Do we need to build nuclear power stations to cope with the IoT Energy demand? – Part One
Bettina Rubek Slater, Pycom
As we well know, world leaders are working on managing climate change and are negotiating hard to forge treaties that reduce carbon emissions. However, as the IoT revolution kicks in the effort going into protecting the planet, may actually be counter productive if we need more energy to drive the connected living we aspire to, write Abilio Marques, a senior software engineer, and Bettina Rubek Slater, the chief operating and chief marketing officer of Pycom.Some proponents think that the power we will need to keep our smart cities smart will take energy on a nuclear scale. But is that really true? Over the last few months we’ve been assessing the evidence and the made some basic calculations that will alter the course of how we plan and consume energy in an IoT world.
What does the future look like?
The predictions range from 22 billion and 200 billion connected smart things by 2020. In the very near future it’s important that as an IoT industry we take a moment to understand what it means to be responsible connected-thing manufacturers and service providers. What does our future energy usage look like and how can we influence it positively?
So, let’s take a look at some basics.
Today
Approximately five billion machine-to-machine related devices are already connected to the internet today. Two basic devices that we now take for granted are the standard Wi-Fi router and the smartphone.
An average Wi-Fi router will use around 6Wh – that’s 6 Watts per hour. If it stays connected 24×7, by the end of the year it will have used around 53kW.
A regular smartphone with a 7.5W battery will draw around 8W per charge. That’ll round up to a total of 3kW per year if you flat discharge the battery every day.

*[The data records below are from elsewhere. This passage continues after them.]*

PR #4353, opened 2023-02-20
OSC-10: Add Entity Relations Page in admin panel

kael89:
### Issue #:

OSC-10

### Changes:

This PR adds a new Entity Relations page in admin panel, which includes the entity hierarchy visualiser.

I added a `TreeResourcePage` component, drawing inspiration from the existing `ResourcePage`. That component uses [Horizontal Tree](https://github.com/beyondessential/tupaia/pull/4314) under the hood. Usage example:

```js
  <TreeResourcePage
    title="Entity Relations"
    endpoint="entityHierarchyTree"
    nodeKey="code"
    getHeaderEl={getHeaderEl}
  />
```

For now this component supports only a  handful of props required for this feature, but it can be extended in the future to be more customisable.

### Screenshots:

100% zoom on my laptop screen:
Screenshot from 2023-02-20 22-31-27

90% zoom so that you can see the whole component:
Screenshot from 2023-02-20 22-32-29

### Remaining scope

The only thing left is adding permission checks for the `entityRelations` endpoint in `central-server` (this was introduced in  a previous PR)


packages/admin-panel-server/src/app/createApp.ts
```diff
@@ -11,7 +11,7 @@ import {
 
 import { AdminPanelSessionModel } from '../models';
 import { hasTupaiaAdminPanelAccess } from '../utils';
-import { upload } from '../middleware';
+import { upload, verifyBESAdminAccess } from '../middleware';
```
kael89, line 14: I saw that this util was removed in https://github.com/beyondessential/tupaia/pull/4229. I re-instated it because if I'm not mistaken we need it for the two `entityHierarchyTree` endpoints that I have added in `admin-panel-server` for this feature.

Let me know if auth should be handled in a another way now @rohan-bes

kael89: By the way I didn't get any merge conflicts when I merged `dev` in the base branch, although in `dev` this util has been removed and my branch uses it :confused: 

I'm not quite sure why this happened...

packages/admin-panel-server/src/routes/FetchEntityHierarchyTreeRoute.ts
```diff
@@ -44,19 +38,16 @@ export class FetchEntityHierarchyTreeRoute extends Route<FetchEntityHierarchyTre
...
-      sort: ['entity.name'],
+      columns: ['parent_id', 'child_id'],
     });
     const childRelationsByParent = groupBy(childRelations, 'parent_id');
 
     return rootEntities.map(({ id, code, name }) => ({
+      id,
       code,
       name,
-      hierarchyName: code,
```
kael89, line 55: `hierarchyName` is not required eventually, neither are all other children props except for `id`

packages/admin-panel/src/pages/resources/EntityRelationsPage.js
```diff
@@ -0,0 +1,21 @@
...
+
+import React from 'react';
+import PropTypes from 'prop-types';
+import { TreeResourcePage } from './TreeResourcePage';
+
+export const EntityRelationsPage = ({ getHeaderEl }) => (
+  <TreeResourcePage
+    title="Entity Relations"
+    endpoint="entityHierarchyTree"
+    nodeKey="code"
```
kael89, line 14: In the tradition of `ResoucePage`, I expressed aspects of this resource's config as separate, simple props.

* `endpoint` is the base resource URL that will be used
* `nodeKey` is the field that serves as the identifier for the selected tree and node in the resource URL  (default: `id`)

packages/admin-panel/src/pages/resources/TreeResourcePage.js
```diff
@@ -0,0 +1,64 @@
...
+import { useApi } from '../../utilities/ApiProvider';
+
+const Container = styled(PageBody)`
+  overflow: auto;
+`;
+
+const StyledHorizontalTree = styled(HorizontalTree)`
+  margin-top: 40px;
+  margin-bottom: 40px;
+  max-height: 870px;
```
kael89, line 23: This height was chosen so that 20 items will be shown without having to use the component's scrollbar

packages/central-server/src/apiV2/entityRelations/GETEntityRelations.js
```diff
@@ -6,12 +6,6 @@
 import { GETHandler } from '../GETHandler';
 
 export class GETEntityRelations extends GETHandler {
-  // TODO we should allow a table to be joined multiple times (here for child_id and parent_id)
-  customJoinConditions = {
-    entity: ['entity.id', 'entity_relation.child_id'],
-    entity_hierarchy: ['entity_hierarchy.id', 'entity_relation.entity_hierarchy_id'],
-  };
-
   // TODO add permissions - see GetDashboardRelations
```
kael89, line 9: This TODO will be addressed in the next (and seemingly final) PR for this feature

packages/ui-components/src/components/HorizontalTree/HorizontalTree.js
```diff
@@ -36,7 +36,7 @@ const DescendantsContainer = styled.div`
   border-radius: 5px 5px 0px 0px;
 `;
 
-export const HorizontalTree = ({ fetchData }) => {
+export const HorizontalTree = ({ fetchData, className }) => {
```
kael89, line 39: This allows us to use `styled(HorizontalTree)`

packages/admin-panel/src/pages/resources/EntityRelationsPage.js
```diff
@@ -0,0 +1,21 @@
...
+ */
+
+import React from 'react';
+import PropTypes from 'prop-types';
+import { TreeResourcePage } from './TreeResourcePage';
+
+export const EntityRelationsPage = ({ getHeaderEl }) => (
+  <TreeResourcePage
+    title="Entity Relations"
+    endpoint="entityHierarchyTree"
```
kael89, line 13: I'd like another opinion on this endpoint's name. I introduced it in a previous PR but the fact that it doesn't match the resource page ("Entity Relations") is kind of a smell.

Other names that could be considered:
1. `entityHierarchy`
2. `entityRelationsTree`

I am thinking that perhaps "entity hierarchy" is a tree of "entity relation" nodes.

I'm leaning towards `entityRelationsTree`. It may be nice to start a convention for naming tree-compatible endpoints using `{nodeType}Tree`.

packages/admin-panel-server/src/routes/FetchEntityHierarchyTreeRoute.ts
```diff
@@ -9,16 +9,10 @@ import { Route } from '@tupaia/server-boilerplate';
 import { groupBy } from 'lodash';
 import { getSortByKey } from '@tupaia/utils';
 
-interface EntityNode {
-  code: string;
-  name: string;
-  hierarchyName: string;
-}
-
 export type FetchEntityHierarchyTreeRequest = Request<
```
rohan-bes, line 12: I know it's a little late in the game, and that we've discussed how annoying it is when people make re-design comments too late, but could I make a suggestion here? 😅 

I guess I feel that it's really a front-end concern that the data is structured as a tree. So when it comes to the data formatting I feel it makes sense if that's done on the front-end.

This leaves the logic of dispatching the request to the appropriate micro-service depending on if this is a root level request or a branch level request (ie. if `hierarchyName` and `entityCode` are present). I was thinking it might make sense for the `HorizontalTree` component to actually have 2 parameters; `rootEndpoint` and `branchEndpoint` (or maybe `drillEndpoint`). That way the frontend itself can make the appropriate request.

So there'd be no more need for this `FetchEntityHierarchyTreeRoute`. We may however need to add a `EntityDescendantsRoute` to the `admin-panel-server` that ferries the request to the `entity-api`.

Thoughts?

---

Lastly, as a side note, I wouldn't mind if we added a `/hierarchies` endpoint to the `entity-server` which returned all the entity hierarchies that the user has access to. It feels a little funny that we need to request from the `central-server` to determine which hierarchies exist, and then fetch relations via the `entity-server`

packages/admin-panel/src/pages/resources/EntityRelationsPage.js
rohan-bes: I like the page being called `EntityHierarchiesPage`? I guess the semantics in my mind are:
- entity hierarchy: the hierarchically structured collection of entities
- entity relations: given relations between entities

So if the page were a flat list of relations, I'd argue we call it `EntityRelationsPage`. But since it's a hierarchical view, `EntityHierarchiesPage` seems more apt

rohan-bes (changes requested):
Bit of a request to change how we manage the endpoints for the HorizontalTree, lemme know your thoughts 👍 

But it's all looking great! Thanks so much @kael89 !

packages/admin-panel/src/pages/resources/EntityRelationsPage.js
kael89: I agree, I think we discussed naming the page `Entity Relations` early on but `Entity HIerarchies` seems more appropriate.

packages/admin-panel-server/src/routes/FetchEntityHierarchyTreeRoute.ts
```diff
@@ -66,21 +57,19 @@ export class FetchEntityHierarchyTreeRoute extends Route<FetchEntityHierarchyTre
 
     const descendants = await entityApi.getDescendantsOfEntity(hierarchyName, entityCode, {
       filter: { generational_distance: { comparator: '<=', comparisonValue: 2 } },
```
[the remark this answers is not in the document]
kael89: Yeap, I added it + integration tests in a [previous PR](https://github.com/beyondessential/tupaia/pull/4275)

packages/admin-panel-server/src/routes/FetchEntityHierarchyTreeRoute.ts
kael89: About the last side note: I do agree, adding this endpoint would be nice. If you don't mind, I will create a new ticket and start working on it so that it can be merged separately and faster

kael89: About `HorizontalTree` having separate props for root and branch data: I think that's a very good call, since each callback is called with different input depending on the level (no input for root, `rootNode` and `node` for branch).

Will change :+1:

kael89: Finally, about your main comment: what you say makes sense. In general, the question "where should this live - frontend or backend"? is not a trivial one to answer. It depends on many factors:

* Do you have a dedicated backend for your frontend? (Tupaia generally follows this pattern)
* Do you think you may reuse this API? Would it be a candidate for a public REST API e.g.?
* Any complexity/performance/security concerns that would make moving the logic in the backend more sensible?

...and others.

In this case, I guess that if you don't expect to reuse the tree API elsewhere (e.g. Tupaia frontend hierarchies), it may be better to construct it in the frontend.

In the current implementation, I was influenced by the existing pattern in `admin-panel` where each resource has a dedicated endpoint in the backend. However, we don't have to follow this pattern here. We can define the data fetchers in `admin-panel`, and pass them as props in `TreeResourcePage`:


```js
// @admin-panel/src/pages/resources/TreeResourcePage.js

// Note: this tree can be used for other resources: map overlays, dashboard charts etc
export const TreeResourcePage = ({ fetchRootData, branchFetcher }) =>
  <HorizontalTree
    fetchRootData={fetchRootData}
    fetchBranchData={fetchBranchData}
  />
```

```js
// @admin-panel/src/api/entityHierarchy.js

export const fetcHierarchiesWithChildren = () => {};
export const fetchEntityChildrenAndGrandchildren = (rootNode, node) => {};
```

```js
// @admin-panel/src/pages/resources/EntityRelationsPage.js

import {
  fetcHierarchiesWithChildren,
  fetchEntityChildrenAndGrandchildren
} from '@admin-panel/src/api/entityHierarchy.js';

export const EntityHierarchiesPage = () => (
  <TreeResourcePage
    title="Entity Relations"
    fetchRootData={fetcHierarchiesWithChildren}
    fetchBranchData={fetchEntityChildrenAndGrandchildren}
  />
);
```

kael89:
@rohan-bes I have implemented all requested changes and merged the latest dev. Ready to re-review!

packages/ui-components/stories/story-utils/api/entity.js
```diff
@@ -0,0 +1,35 @@
+/**
+ * Tupaia
+ * Copyright (c) 2017 - 2023 Beyond Essential Systems Pty Ltd
+ */
+
+import { getSortByKey } from '@tupaia/utils';
+import { ENTITIES, ENTITY_HIERARCHY_RELATIONS } from './data';
+
+const getEntity = code => {
```
kael89, line 9: See diff with `getEntityDescendants.js`

packages/admin-panel/src/routes.js
```diff
@@ -200,11 +200,12 @@ export const ROUTES = [
         to: '/entityTypes',
         component: EntityTypesPage,
       },
-      {
-        label: 'Entity Relations',
-        to: '/entityRelations',
-        component: EntityRelationsPage,
-      },
+      // TODO OSC-10 Uncomment to enabled Entity Hierarchies
```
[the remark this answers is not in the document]
kael89: Demo video with this block uncommented: https://linear.app/bes/issue/OSC-17#comment-c9129f72

packages/server-boilerplate/src/utils/useForwardUnhandledRequests.ts
```diff
@@ -28,9 +32,11 @@ export const useForwardUnhandledRequests = (
   target: string,
   prefix?: string,
   attachSession: Middleware = defaultAttachSession,
+  router?: ProxyOptions['router'],
```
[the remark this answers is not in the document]
rohan-bes: I actually have a plan of how we could rework how we use this middleware.
Ideally, we'd do it a bit more elegantly using the inbuilt `app.use()` function of express, and do it in the `ApiBuilder`.

I'll create a PR separate to this one and tag you in it for reference 👍

rohan-bes (approved):
Great stuff @kael89 🙏 

I'll make the changes from my comments myself, and then do a quick regression test with the feature flag disabled. If that goes well I'll merge it and we'll create a ticket for feature testing as a separate process 👍

packages/admin-panel/src/routes.js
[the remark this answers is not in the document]
rohan-bes: So the feature flags implementation relies on env vars. I think I forgot about the differences between browser and node env var management at the time of implementation.

It's a bit awkward, so I'll just go with a variable (the comment version was causing linting errors)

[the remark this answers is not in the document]
kael89: Nice! Feature flags are awesome - especially for changes like this PR, where there is no refactoring involved.

rohan-bes:
@kael89 This feature is shipping in the next release! Thanks so much for this, it looks great!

That being said and for reference, the modem found in IoT devices will typically use less energy, as there is no screen. They are also not in constant use, perhaps only receiving or sending updates a few seconds a day. The consumption when applied in IoT would therefore be closer to a standby consumption of the router and the mobile.
But it all depends
Even when the previous examples show two power hungry devices, it’s easy to spot that on average, a regular mobile phone – as opposed to a smartphone) – will use a lot less energy (around 0.3 Wh). This tells us that devices are not created equally. It all depends on the application and the technology used.

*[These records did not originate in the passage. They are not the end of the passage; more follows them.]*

PR #4354, opened 2023-02-21
RN-781: Update fetchData config migration with correct property names

chris-pollard:
### Changes:

- Change 'dataElements' to 'dataElementCodes'
- Change 'dataGroups' to 'dataGroupCode'
- Change any aggregation element that is a string to an object.


rohan-bes (approved):
Thanks so much for this! Champion @chris-pollard!

PR #4409, opened 2023-03-28
Mdev 116 add cicd check for out of date

biaoli0:
### Issue #:
- Mdev-116

### Changes:
- Use `git diff` comparing to `master` branch to validate the created date of new migrations.
- Add a new validation docker file. It looks like we don't need it at this point of view but it is better to have it.

 
- Example
https://app.codeship.com/projects/70159bc0-0dac-0138-fdcb-260b82737f4e/builds/bea8efae-98f3-4374-9245-8f263cfe3d39?component=step_Validate_and_test_Validate_Validate_new_migrations


packages/devops/ci/validation.Dockerfile
```diff
@@ -0,0 +1,22 @@
...
+WORKDIR /tupaia
+
+# copy everything else from the repo
+COPY . ./
+
+# run yarn without building, so we can cache node_modules without code changes invalidating this layer
+RUN SKIP_BUILD_INTERNAL_DEPENDENCIES=true yarn install --frozen-lockfile
+
+#
+RUN yarn workspace @tupaia/utils build
```
rohan-bes, line 22: How come we are building tupaia and the utils package here?

packages/devops/scripts/ci/validateNewMigrations.sh
```diff
@@ -0,0 +1,77 @@
...
+    done <<< "$new_migration_names_in_string"
+
+    if [[ "$errors" != "" ]]; then
+        echo $errors;
+        exit 1;
+    fi
+}
+
+current_branch_name=$(get_branch_name)
+origin_branch_name="master"
```
rohan-bes, line 63: Great solve for comparing against master with this one! I had been struggling with how to fix this since I figured we'd need to compare against the last green build commit, but just using master should work pretty well 👍 

The only issue I see with it is that there is a chance this could fail to catch a new commit coming in to master which has migrations that expired. However, in practice that's pretty unlikely, so I think it's fine.

rohan-bes (approved):
Thanks for picking this one up @biaoli0! Great fix for a really unexpected issue.

Just a question about why we are building the code in the dockerfile, is it for the other validation tests?

packages/devops/ci/validation.Dockerfile
biaoli0: Yeah need this because `/scripts/node/validateTests.js` use `utils` package. I will add a comment.

packages/devops/scripts/ci/validateNewMigrations.sh
biaoli0: Good thinking! Yeah it is a rare case.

If you own a smartphone, you may have noticed that the longest time the screen is on, the less the battery will last. If you turn the screen on for six minutes at a time every hour, that you’ve effectively kept it on 10% of the time. If you increase that to 12 minutes every hour, you’ve kept it on 20% of the time and so on. Now, if on the other hand you keep it on for 30 minutes, but this time only every 10 hours, you’ll only have kept it on for 5%. This concept is called duty cycle, and is really important when it comes to calculating IoT power consumption. I’m sure the physicist in you, will like to know that this is defined by:
D = T / P * 100%, where T is the “on” time, and P is the period of the signal (the time between repetitions)
So if you keep your screen on all the time, you’ll get a 100% duty cycle, and if you never ever use it, you’ll get 0%.

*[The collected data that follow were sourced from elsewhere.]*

PR #4415, opened 2023-04-02
WAITP-1120 bar chart alignment fix for time series

acdunham:
### Changes:

This bug was a result of [a known bug with Recharts](https://github.com/recharts/recharts/issues/2711) where bar graphs with timestamps as the x-axis values cause overlapping of the bars on either side.

Until a fix has been implemented by Recharts, I have added a workaround with setting the bar sizes for time scale charts (when not expanded, as this already seems to have been accounted for when expanded) and changed the values used to calculate x-axis padding on preview charts.

It should not affect bar graphs with large datasets, as this also seems to have been accounted for previously, so it's mainly on smaller datasets on a chart, e.g. [this one here](https://tupaia.org/pacmossi/SB?overlay=PacMosssi_Mosquito_Species_District)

And the energy consumption is directly proportional to that value. So of course, this means your mobile phone battery will last forever if you never turn the screen on? You know it doesn’t. The reason? There are other things happening even when the screen off, like receiving and processing notifications from the different apps you have installed, and being ready to ring when someone calls.
So this idle energy consumption is important too. It will also rule how much your battery will last. In the end, the total average power consumption (known as Pavg) on any device could be calculated using the following sum:
Power when on or ‘Pon’ multiplied by the duty cycle ‘D’ / 100%, plus the power consumption when the device is idle or ‘Pidle’ multiplied by (1-Duty cycle) / 100%.
Now you have this you can start to make some genuine assessments as to how much power we really need. This will be explored further in the second part of this blog.